*** THE DATA ***
PR #22, opened 2025-11-07
Combine list_directories into single tool

subpop:
The new function, list_directories, takes an optional "order_by" and "sort" parameter, allowing ordering name, size and modification time, optionally sorting ascending or descending.

The reduces the number of tools exported by the server by 2.

### DIFF
--- a/tests/tools/test_storage.py
+++ b/tests/tools/test_storage.py
@@ -302,7 +302,7 @@ class TestListDirectories:
     async def test_list_directories_by_modified(self, setup_test_directory):
         """Test that list_directories returns structured output sorted by modification time."""
         dir_specs = [
-            ("newest", 100, 3000.0),
+            ("newest", 0, 3000.0),
             ("oldest", 100, 1000.0),
             ("middle", 100, 2000.0),
         ]


tests/test_audit.py
```diff
@@ -173,13 +173,15 @@ async def test_log_tool_call_async_sanitizes_parameters(self, caplog, adecorated
 
     def test_log_tool_call_failure(self, caplog, decorated_fail):
         with caplog.at_level(logging.INFO):
-            decorated_fail()
+            with pytest.raises(ValueError, match="Raised intentionally"):
+                decorated_fail()
```
samdoran: These can be ground into a single statement.
```
python
with (
    caplog.at_level(logging.INFO),
    pytest.raises(ValueError, match="Raised intentionally"),
):
```

src/linux_mcp_server/utils/clamped_int.py
```diff
@@ -0,0 +1,18 @@
+class clamped_int(int):
```
samdoran: Class names are usually camel case instead of snake case.

src/linux_mcp_server/tools/storage.py
```diff
@@ -83,287 +99,157 @@ async def list_block_devices(
...
+    order_by: t.Annotated[
+        str, Field(description="Sort order - 'size', 'name', or 'modified' (default: 'name')")
+    ] = "name",
+    sort: t.Annotated[
+        str, Field(description="Sort direction - 'ascending' or 'descending' (default: 'ascending')")
+    ] = "ascending",
+    top_n: t.Annotated[
+        int | None,
+        Field(description="Optional limit on number of directories to return (1-1000, only used with size ordering)"),
+    ] = None,
```
samdoran, line 127: Rather than validating this value later using a custom class, use Pydantic's validation machinery.
```suggestion
    top_n: t.Annotated[
        int | None,
        Field(description="Optional limit on number of directories to return (1-1000, only used with size ordering)", gt=0, lt=1_000),
    ] = None,
```

src/linux_mcp_server/tools/storage.py
```diff
@@ -83,287 +98,155 @@ async def list_block_devices(
...
-
-    Returns:
-        Formatted string with directory names, or error message if validation fails
-    """
-    import os
-
+async def list_directories(  # noqa: C901
+    path: t.Annotated[str, Field(description="The directory path to analyze")],
+    order_by: t.Annotated[
+        str, Field(description="Sort order - 'size', 'name', or 'modified' (default: 'name')")
```
samdoran: Using `OrderBy` in the type hint means that validation isn't required inside the function.
```suggestion
        OrderBy, Field(description="Sort order - 'size', 'name', or 'modified' (default: 'name')")
```

src/linux_mcp_server/tools/storage.py
```diff
@@ -83,287 +98,155 @@ async def list_block_devices(
...
+    ] = "name",
+    sort: t.Annotated[
+        str, Field(description="Sort direction - 'ascending' or 'descending' (default: 'ascending')")
```
samdoran: Same thing here.
```suggestion
        SortBy, Field(description="Sort direction - 'ascending' or 'descending' (default: 'ascending')")
```

src/linux_mcp_server/tools/storage.py
```diff
@@ -83,287 +98,155 @@ async def list_block_devices(
...
+                raise ToolError(f"Error running find command: command failed with return code {returncode}")
 
-        # Format output
-        result = []
-        sort_order = "Newest First" if newest_first else "Oldest First"
-        result.append(f"=== Directories ({sort_order}) ===")
-        result.append(f"Path: {path_str}")
-        result.append(f"\nTotal subdirectories found: {len(directories)}\n")
+            # Parse and sort output
+            directories_by_name: list[tuple[None, str]] = [(None, line) for line in stdout.strip().split("\n") if line]
```
samdoran: What's the purpose of creating a list of (None, 'something') pairs? Why not just create a list of directory names?

src/linux_mcp_server/tools/storage.py
```diff
@@ -83,287 +98,155 @@ async def list_block_devices(
...
 
-        return "\n".join(result)
+            # Sort alphabetically
+            reverse = sort == SortBy.DESCENDING
+            directories_by_name.sort(reverse=reverse)
 
-    except Exception as e:
-        return f"Error listing directories: {str(e)}"
+            # Convert to tuples with single element for template compatibility
+            directories_tuples: list[tuple[None, str]] = [(name) for name in directories_by_name]
```
samdoran: The `()` around `name` is a noop. It will be a string, not a single item tuple.

Is this supposed to be a list of single items tuples? I'm still confused about the need for a list of (None, "something") pairs.

src/linux_mcp_server/tools/storage.py
subpop: It keeps the return type more consistent. It can be `Sequence[tuple[int | float | None, str]]` instead of `Sequence[tuple[int | float, str] | str]`. Either way you look at it, it's a mouthful of a type. Would it make more sense to define some explicit data structures that can be populated with the return lists instead of relying on this mashup of types?

samdoran: It sure seems like it would be better to return a typed object. It seems really messy how it is now. The contract is not well defined.

src/linux_mcp_server/tools/storage.py
```diff
@@ -1,32 +1,55 @@
...
 from linux_mcp_server.utils import format_bytes
-from linux_mcp_server.utils.validation import validate_positive_int
+from linux_mcp_server.utils import StrEnum
+
+
+@dataclass
+class DirectoryEntry:
+    size: int = 0
+    modified: float = 0.0
+    name: str = ""
```
samdoran: Since we are using Pydantic in this project, it would be better to use BaseModel.
```suggestion
class DirectoryEntry(BaseModel):
    size: int = 0
    modified: float = 0.0
    name: str = ""
```

src/linux_mcp_server/tools/storage.py
subpop: It looks much better with a typed object as the return type.

src/linux_mcp_server/tools/storage.py
```diff
@@ -87,273 +109,161 @@ async def list_block_devices(
...
-    description="List directories under a specified path sorted by size (largest first).",
+    title="List directories",
+    description="List directories under a specified path with flexible sorting options.",
     annotations=ToolAnnotations(readOnlyHint=True),
 )
 @log_tool_call
-async def list_directories_by_size(  # noqa: C901
-    path: t.Annotated[str, "The directory path to analyze"],
+async def list_directories(  # noqa: C901
+    path: t.Annotated[str, Field(description="The directory path to analyze")],
```
samdoran: `path: t.Annotated[str, "description"]` is equivalent to `path: str = Field(description="description")`. If you only need to add a description, it's not necessary to use `Field`.

src/linux_mcp_server/tools/storage.py
```diff
@@ -87,273 +109,161 @@ async def list_block_devices(
...
-    List directories under a specified path sorted by modification date.
-
-    This function uses efficient Linux primitives (find) to list directories with timestamps.
-    """
-    import os
-
-    from datetime import datetime
+        order_by = OrderBy(order_by)
+    except ValueError as e:
+        raise ValueError(f"Invalid order_by value '{order_by}'. Must be one of: {', '.join(OrderBy)}") from e
```
samdoran: This should be unnecessary since Pydantic will do this already based on the fact that the type hint is an enum.

src/linux_mcp_server/tools/storage.py
```diff
@@ -87,273 +109,161 @@ async def list_block_devices(
...
     try:
-        # For local execution, validate path
-        if not host:
-            try:
-                path_obj = Path(path).resolve(strict=True)
-            except (OSError, RuntimeError):
-                return f"Error: Path does not exist or cannot be resolved: {path}"
+        sort = SortBy(sort)
+    except ValueError as e:
+        raise ValueError(f"Invalid sort value '{sort}'. Must be one of: {', '.join(SortBy)}") from e
```
samdoran: Same thing here: this can be removed.

src/linux_mcp_server/tools/storage.py
```diff
@@ -87,273 +109,161 @@ async def list_block_devices(
...
+                username=username,
+            )
+
+            # Parse output - du may return non-zero on permission errors but still give valid data
+            lines = stdout.strip().split("\n")
+            directories_by_size: list[DirectoryEntry] = []
+
+            for line in lines:
+                if not line:
+                    continue
```
samdoran: This can be simplified by removing empty lines beforehand.
```suggestion
            lines = [line.strip() for line in stdout.strip().splitlines() if line]
            directories_by_size: list[DirectoryEntry] = []

            for line in lines:
```

src/linux_mcp_server/tools/storage.py
```diff
@@ -87,273 +109,161 @@ async def list_block_devices(
...
+                parts = line.split("\t", 1)
+                if len(parts) == 2:
+                    try:
```
samdoran: Can the scope of this try/except be narrowed?

src/linux_mcp_server/tools/storage.py
```diff
@@ -87,273 +109,161 @@ async def list_block_devices(
...
+                        dir_name = Path(dir_path_str).name
+                        if dir_path_str != path:
+                            directories_by_size.append(DirectoryEntry(size=size, modified=0.0, name=dir_name))
+                    except (ValueError, IndexError):
+                        continue
 
-            if not path_obj.is_dir():
-                return f"Error: Path is not a directory: {path}"
+            if not directories_by_size:
+                # Only error if we got no output AND a bad return code
```
samdoran: This will raise an exception if the list of directories is empty regardless of the return code. Is that the intended behavior?

src/linux_mcp_server/tools/storage.py
```diff
@@ -87,273 +109,161 @@ async def list_block_devices(
...
+            for line in stdout.strip().split("\n"):
+                if line:
+                    parts = line.split("\t", 1)
+                    if len(parts) == 2:
+                        try:
+                            timestamp = float(parts[0])
+                            dir_name = parts[1]
+                            directories_by_modified.append(DirectoryEntry(modified=timestamp, name=dir_name))
+                        except ValueError:
+                            continue
```
samdoran: Same as above.
```suggestion
            lines = [line for line in stdout.strip().splitlines() if line]
            for line lines:
                parts = line.split("\t", 1)
                if len(parts) == 2:
                    try:
                        timestamp = float(parts[0])
                        dir_name = parts[1]
                        directories_by_modified.append(DirectoryEntry(modified=timestamp, name=dir_name))
                    except ValueError:
                        continue
```

src/linux_mcp_server/tools/storage.py
```diff
@@ -87,273 +109,161 @@ async def list_block_devices(
...
-) -> str:
-    """
-    List directories under a specified path sorted by name.
-
-    This function uses efficient Linux primitives (find and sort) to list directories.
-    """
-    import os
-
+) -> t.Annotated[
+    Sequence[DirectoryEntry],
```
samdoran: I'm not sure Sequence is correct. The function returns a list which is modified after instantiation. A Sequence, while mutable, is meant to be read-only.

This is probably the reason the type hint `directories_by_size: list[DirectoryEntry]` is necessary. This can be avoided by not modifying the list or changing the return type.

src/linux_mcp_server/tools/storage.py
```diff
@@ -87,273 +109,161 @@ async def list_block_devices(
...
-                        directories.append((timestamp, dir_name))
-                    except ValueError:
-                        continue
+            if returncode != 0:
+                raise ToolError(f"Error running find command: command failed with return code {returncode}")
 
-        if not directories:
-            return f"No subdirectories found in: {path}"
+            # Parse and sort output
+            directories_by_name: list[DirectoryEntry] = [
```
samdoran: This type hint shouldn't be necessary if the return type of the function is changed or this value is not modified after creation.

tests/tools/test_storage.py
```diff
@@ -24,26 +27,116 @@ class TestStorageTools:
 
     async def test_list_block_devices_returns_string(self):
```
samdoran: This test name and doc string probably need updating.

tests/tools/test_storage.py
```diff
@@ -24,26 +27,116 @@ class TestStorageTools:
...
+        assert "result" in result[1]
+        assert isinstance(result[1]["result"], list)
+        assert len(result[1]["result"]) == len(expected_dirs)
+
+        # Verify each item is a dictionary with expected structure
+        for item in result[1]["result"]:
+            assert isinstance(item, dict)
+            assert isinstance(item["name"], str)  # Directory name
+            assert isinstance(item["size"], int)
+            assert isinstance(item["modified"], float)
```
samdoran: This could be replaced by calling the model validator on the return value.

tests/tools/test_storage.py
```diff
@@ -24,26 +27,116 @@ class TestStorageTools:
...
+        # These should either raise ToolError or resolve to safe paths
+        malicious_paths = [
+            "/tmp/../../../etc/passwd",
+            "/tmp; rm -rf /",
+            "/tmp && echo 'malicious'",
+            "/tmp`whoami`",
+            "/tmp$(whoami)",
+        ]
+
+        for path in malicious_paths:
```
samdoran: These should be parameters to the test instead of one test looping over multiple values.

tests/tools/test_storage.py
```diff
@@ -54,145 +147,156 @@ async def test_list_directories_by_size_with_temp_dirs(self, tmp_path):
...
+        assert isinstance(result[1], dict)
+        assert "result" in result[1]
+        assert isinstance(result[1]["result"], list)
+        assert len(result[1]["result"]) == 3
+
+        # Each result should be a dictionary (serialized DirectoryEntry)
+        for item in result[1]["result"]:
+            assert isinstance(item, dict)
+            assert isinstance(item["size"], int)  # Size in bytes
+            assert isinstance(item["name"], str)  # Directory name
```
samdoran: Same thing here: use the model validation tooling.

tests/tools/test_storage.py
```diff
@@ -54,145 +147,156 @@ async def test_list_directories_by_size_with_temp_dirs(self, tmp_path):
...
+            "list_directories", {"path": str(tmp_path), "order_by": "size", "sort": "ascending"}
+        )
+
+        # Verify the entire result structure
+        assert isinstance(result, tuple)
+        assert len(result) == 2
+        assert isinstance(result[1], dict)
+        assert "result" in result[1]
+        assert isinstance(result[1]["result"], list)
+        assert len(result[1]["result"]) == 2
```
samdoran: I don't know if we need to do this in every test. Maybe have one test that validates the output format and allow other tests to focus on the contents of the data.

tests/tools/test_storage.py
```diff
@@ -1,351 +1,712 @@
...
+
+        # Verify lsblk was called with correct arguments
+        mock_execute_command.assert_called_once()
+        args = mock_execute_command.call_args[0][0]
+        assert args[0] == "lsblk"
+        assert "-o" in args
+
+    @patch("linux_mcp_server.tools.storage.psutil.disk_io_counters")
+    @patch("linux_mcp_server.tools.storage.execute_command")
+    async def test_list_block_devices_with_disk_io_stats(self, mock_execute_command, mock_disk_io):
```
samdoran, line 102: It's not a blocker, but it would be better to use the `pytest-mock` fixture instead of the `patch` decorator.

tests/tools/test_storage.py
```diff
@@ -1,351 +1,712 @@
...
+        got = [DirectoryEntry(**entry) for entry in result[1]["result"]]
+
+        # Verify results are sorted by modified time
+        assert len(got) == 3
+        assert got[0].name == "oldest"
+        assert got[0].modified == 1000.0
+        assert got[1].name == "middle"
+        assert got[1].modified == 2000.0
+        assert got[2].name == "newest"
+        assert got[2].modified == 3000.0
```
samdoran, line 649: A simpler way to write this would be `assert got == result[1]["result"]` since the comparison operator will compare the version of each item in the sequence. You could either change `got` to a list of dicts by using `.model_dump()` on the objects or convert `result[1]["results"]` to a list of objects when doing the comparison.

samdoran (approved):

samdoran:
There's a partial miss on the fixture in `test_storage.py` because we never create a directory of size 0. We need a test case that does that or remove the conditional. I'm still looking at the other missing coverage.

PR #26, opened 2025-11-10
Correct enum value for tool call complete

samdoran:
Use the correct value for `Event.TOOL_COMPLETE` and add another enum for status.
***
:: WHAT IS REQUIRED ::
Reproduce the lines of the records exactly, from the first one through the line that contains "-302,7 +302,7 @@".

:: THE COMPLETED TASK ::
PR #22, opened 2025-11-07
Combine list_directories into single tool

subpop:
The new function, list_directories, takes an optional "order_by" and "sort" parameter, allowing ordering name, size and modification time, optionally sorting ascending or descending.

The reduces the number of tools exported by the server by 2.

### DIFF
--- a/tests/tools/test_storage.py
+++ b/tests/tools/test_storage.py
@@ -302,7 +302,7 @@ class TestListDirectories:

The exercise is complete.